Reproduce verbatim the lines of the material below, starting at the line with "PR #554, opened 2024-03-14" and ending at the line with "Convert set to list", both inclusive; skip the rest.

=======

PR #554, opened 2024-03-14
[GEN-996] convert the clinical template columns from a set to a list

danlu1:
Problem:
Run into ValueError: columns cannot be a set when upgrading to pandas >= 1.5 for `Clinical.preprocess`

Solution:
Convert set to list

=======

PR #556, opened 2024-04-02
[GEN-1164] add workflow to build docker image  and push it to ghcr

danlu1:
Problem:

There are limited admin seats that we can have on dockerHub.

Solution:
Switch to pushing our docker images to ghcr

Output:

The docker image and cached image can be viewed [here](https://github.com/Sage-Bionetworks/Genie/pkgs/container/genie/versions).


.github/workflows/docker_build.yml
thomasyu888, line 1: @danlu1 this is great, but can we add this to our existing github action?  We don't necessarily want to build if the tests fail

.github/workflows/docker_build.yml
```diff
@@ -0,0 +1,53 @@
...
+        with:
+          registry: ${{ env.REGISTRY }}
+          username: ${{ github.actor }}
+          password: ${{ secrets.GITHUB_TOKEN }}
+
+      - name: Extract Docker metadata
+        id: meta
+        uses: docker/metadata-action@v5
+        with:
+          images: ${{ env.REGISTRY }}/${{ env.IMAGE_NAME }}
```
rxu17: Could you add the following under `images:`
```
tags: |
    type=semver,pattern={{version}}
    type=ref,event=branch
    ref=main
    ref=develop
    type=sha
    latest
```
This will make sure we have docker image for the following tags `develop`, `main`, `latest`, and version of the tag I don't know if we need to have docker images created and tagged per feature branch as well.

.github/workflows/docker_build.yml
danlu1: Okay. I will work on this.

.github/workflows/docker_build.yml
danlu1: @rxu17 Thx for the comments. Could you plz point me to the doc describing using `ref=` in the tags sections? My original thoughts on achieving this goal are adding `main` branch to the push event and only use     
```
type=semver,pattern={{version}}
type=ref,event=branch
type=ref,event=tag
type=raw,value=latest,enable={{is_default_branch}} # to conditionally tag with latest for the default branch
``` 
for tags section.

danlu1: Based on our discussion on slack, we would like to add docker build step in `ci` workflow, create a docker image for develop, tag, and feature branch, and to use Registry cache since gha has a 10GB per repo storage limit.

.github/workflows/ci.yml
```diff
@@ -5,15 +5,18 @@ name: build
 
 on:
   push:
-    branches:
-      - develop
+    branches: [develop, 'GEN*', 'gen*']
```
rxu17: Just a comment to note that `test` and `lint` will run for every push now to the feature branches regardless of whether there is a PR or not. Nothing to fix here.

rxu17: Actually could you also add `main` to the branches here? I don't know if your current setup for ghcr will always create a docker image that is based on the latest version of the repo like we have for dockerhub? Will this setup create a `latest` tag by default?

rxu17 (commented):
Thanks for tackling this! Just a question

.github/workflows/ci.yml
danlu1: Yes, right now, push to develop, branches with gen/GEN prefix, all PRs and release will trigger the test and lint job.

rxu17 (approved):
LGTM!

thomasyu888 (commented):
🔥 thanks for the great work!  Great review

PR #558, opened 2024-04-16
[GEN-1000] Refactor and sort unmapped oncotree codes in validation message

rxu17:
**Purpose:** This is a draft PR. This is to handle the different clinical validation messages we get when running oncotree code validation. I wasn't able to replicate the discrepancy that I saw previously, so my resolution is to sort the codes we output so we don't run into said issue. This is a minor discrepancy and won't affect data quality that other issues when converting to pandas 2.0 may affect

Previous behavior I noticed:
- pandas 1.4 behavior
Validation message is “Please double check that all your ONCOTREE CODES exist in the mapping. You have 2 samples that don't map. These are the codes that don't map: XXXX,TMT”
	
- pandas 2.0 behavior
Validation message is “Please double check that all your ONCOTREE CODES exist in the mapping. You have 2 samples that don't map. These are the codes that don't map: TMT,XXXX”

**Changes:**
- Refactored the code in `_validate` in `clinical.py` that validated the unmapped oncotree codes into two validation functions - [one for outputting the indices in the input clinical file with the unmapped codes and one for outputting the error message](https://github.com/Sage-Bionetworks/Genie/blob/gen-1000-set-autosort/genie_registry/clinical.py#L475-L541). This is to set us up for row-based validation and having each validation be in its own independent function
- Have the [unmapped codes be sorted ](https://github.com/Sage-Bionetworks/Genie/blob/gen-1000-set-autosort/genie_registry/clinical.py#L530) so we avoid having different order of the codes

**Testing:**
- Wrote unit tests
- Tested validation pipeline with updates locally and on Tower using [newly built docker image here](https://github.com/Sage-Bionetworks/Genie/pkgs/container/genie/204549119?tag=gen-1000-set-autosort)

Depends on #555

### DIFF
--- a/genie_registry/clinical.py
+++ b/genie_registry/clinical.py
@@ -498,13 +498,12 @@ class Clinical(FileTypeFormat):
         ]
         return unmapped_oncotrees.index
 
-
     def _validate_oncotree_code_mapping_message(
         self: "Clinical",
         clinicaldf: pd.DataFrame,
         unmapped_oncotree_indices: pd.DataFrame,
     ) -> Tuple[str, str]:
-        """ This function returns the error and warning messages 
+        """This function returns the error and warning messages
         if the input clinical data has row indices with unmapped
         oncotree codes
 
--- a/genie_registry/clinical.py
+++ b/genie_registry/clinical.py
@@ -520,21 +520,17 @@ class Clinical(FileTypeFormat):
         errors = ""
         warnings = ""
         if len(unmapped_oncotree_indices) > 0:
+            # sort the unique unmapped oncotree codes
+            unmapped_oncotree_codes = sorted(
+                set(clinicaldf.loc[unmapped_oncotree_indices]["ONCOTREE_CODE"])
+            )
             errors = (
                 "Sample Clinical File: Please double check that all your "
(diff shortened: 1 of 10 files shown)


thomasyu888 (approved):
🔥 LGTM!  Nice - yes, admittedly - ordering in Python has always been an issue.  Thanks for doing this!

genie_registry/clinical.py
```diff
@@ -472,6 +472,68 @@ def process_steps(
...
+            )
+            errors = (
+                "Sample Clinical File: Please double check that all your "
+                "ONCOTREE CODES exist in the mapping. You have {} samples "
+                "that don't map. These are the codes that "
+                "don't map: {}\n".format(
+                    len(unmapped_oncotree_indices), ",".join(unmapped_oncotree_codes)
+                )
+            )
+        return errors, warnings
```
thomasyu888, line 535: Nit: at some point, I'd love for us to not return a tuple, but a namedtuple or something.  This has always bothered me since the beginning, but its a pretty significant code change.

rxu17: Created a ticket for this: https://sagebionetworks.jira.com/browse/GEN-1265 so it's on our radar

=======

Exercise output
PR #554, opened 2024-03-14
[GEN-996] convert the clinical template columns from a set to a list

danlu1:
Problem:
Run into ValueError: columns cannot be a set when upgrading to pandas >= 1.5 for `Clinical.preprocess`

Solution:
Convert set to list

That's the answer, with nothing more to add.